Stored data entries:
-=-=-
PR #148, opened 2020-04-29
EVG-7551, EVG-7552: PatchCard and PatchCard list

SupaJoon:
https://jira.mongodb.org/browse/EVG-7551
https://jira.mongodb.org/browse/EVG-7552
These code changes depend on schema changes in https://github.com/evergreen-ci/evergreen/pull/3535
MyPatches


cypress/integration/my_patches.js
```diff
@@ -9,6 +15,119 @@ describe("My Patches Page", () => {
...
+      pathname: MY_PATCHES_ROUTE,
+      paramName: "patchName",
+      search: inputVal,
+    });
+    resultsAreFetchedAndRendered({
+      queryName: "UserPatches",
+      responseName: "userPatches.patches",
+      requestVariables: { patchName: inputVal },
+      tableRow: "[data-cy=patch-card]",
+    });
```
tgrander, line 34: seeing these reused is heaven

src/gql/queries/my-patches.ts
```diff
@@ -15,16 +15,30 @@ export const GET_USER_PATCHES = gql`
...
+      activated
       builds {
-        id
         buildVariant
         status
-        predictedMakespan
-        actualMakespan
       }
     }
   }
```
-=-=-
[What to do] Line by line, copy the entries above exactly as they appear.

[Response]
PR #148, opened 2020-04-29
EVG-7551, EVG-7552: PatchCard and PatchCard list

SupaJoon:
https://jira.mongodb.org/browse/EVG-7551
https://jira.mongodb.org/browse/EVG-7552
These code changes depend on schema changes in https://github.com/evergreen-ci/evergreen/pull/3535
MyPatches


cypress/integration/my_patches.js
```diff
@@ -9,6 +15,119 @@ describe("My Patches Page", () => {
...
+      pathname: MY_PATCHES_ROUTE,
+      paramName: "patchName",
+      search: inputVal,
+    });
+    resultsAreFetchedAndRendered({
+      queryName: "UserPatches",
+      responseName: "userPatches.patches",
+      requestVariables: { patchName: inputVal },
+      tableRow: "[data-cy=patch-card]",
+    });
```
tgrander, line 34: seeing these reused is heaven

src/gql/queries/my-patches.ts
```diff
@@ -15,16 +15,30 @@ export const GET_USER_PATCHES = gql`
...
+      activated
       builds {
-        id
         buildVariant
         status
-        predictedMakespan
-        actualMakespan
       }
     }
   }
```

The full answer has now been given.